Task instructions: In the entries that follow, copy exactly each line from the first through the line with "- Added Common Package description".

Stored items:
PR #7237, opened 2020-10-09
Common properties for NuGet packages

ns8482e:
### Todo ( In separate PR )
- All Module title & description.
- Publish Symbol package to nuget.org and use of nuget v3 api in appveyor.yml for master branch (or for dev branch if cloudsmith.io supports symbol package)

### Completed
- Added Common Package description
- Update build script in appveyor.yml  and travis.yml for passing properties `SourceRevisionId`,  `GitBranch` to `dotnet build` to support Source Link
- Themes
   - [x] TheAdmin, 
   - [x] TheAgency
   - [x]  TheCommingSoon
   - [x] TheBlog 

- Add Source Link Properties 
- Added Git Commit hash for Product Version and build by passing git-commit-hash as in following command

Script to include git commit hash during build
```bash
dotnet build -c Release /p:SourceRevisionId=c990b5c38f0a44fb4f2ecb53b9848f8f4ceba0d0  /p:GitBranch=dev
dotnet pack -c Release --no-build
```
### Generated DLL Properties
image

### Generated Package Properties
image

Fixes #6404

PR #10129, opened 2021-08-16
Publish symbol for v1.0

### LINKED ISSUE #9990: For version 1.0 - Symbols are not published to nuget.org
### Describe the bug
For version 1.0 - Symbols are not published to nuget.org

### Expected behavior
Symbol to be published to nuget.org for  V 1.0

ns8482e:
Publish symbol - removed -n switch to allow publish snupkg

Fixes #9990 

/cc @sebastienros  @agriffard  @deanmarcussen

### DIFF
--- a/.github/workflows/release_ci.yml
+++ b/.github/workflows/release_ci.yml
@@ -63,7 +63,7 @@ jobs:
         VERSION="${arrTag[2]}"
         VERSION="${VERSION//v}"
         dotnet pack -c Release --no-restore --no-build -p:Version=$VERSION -p:TreatWarningsAsErrors=false
-        dotnet nuget push './src/**/*.nupkg' -k ${{secrets.NUGET_API_KEY}} -n true -s https://api.nuget.org/v3/index.json --skip-duplicate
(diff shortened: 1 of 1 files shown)


Skrypt:
I'm not sure if we should push the symbols to debug OC in a "release" version. Maybe we should provide a version with symbols and a version without because else the libraries are bigger and it could be a concern for certain people. Also, you generally don't need to debug a final release, you could equally use the preview feed at the next or previous commit after 1.0 to do so.

I need to check with @sebastienros if this was intended to be published without symbols.

ns8482e:
@Skrypt 

> else the libraries are bigger and it could be a concern

See size comparison discussion in original PR for symbols https://github.com/OrchardCMS/OrchardCore/pull/7237#issuecomment-715665839

> I need to check with @sebastienros if this was intended to be published without symbols.

May be it's copied from preview feed, and  `-n` is there for preview feed as cloudsmith doesn't support symbol server yet.

Skrypt:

Response to this exercise:
PR #7237, opened 2020-10-09
Common properties for NuGet packages

ns8482e:
### Todo ( In separate PR )
- All Module title & description.
- Publish Symbol package to nuget.org and use of nuget v3 api in appveyor.yml for master branch (or for dev branch if cloudsmith.io supports symbol package)

### Completed
- Added Common Package description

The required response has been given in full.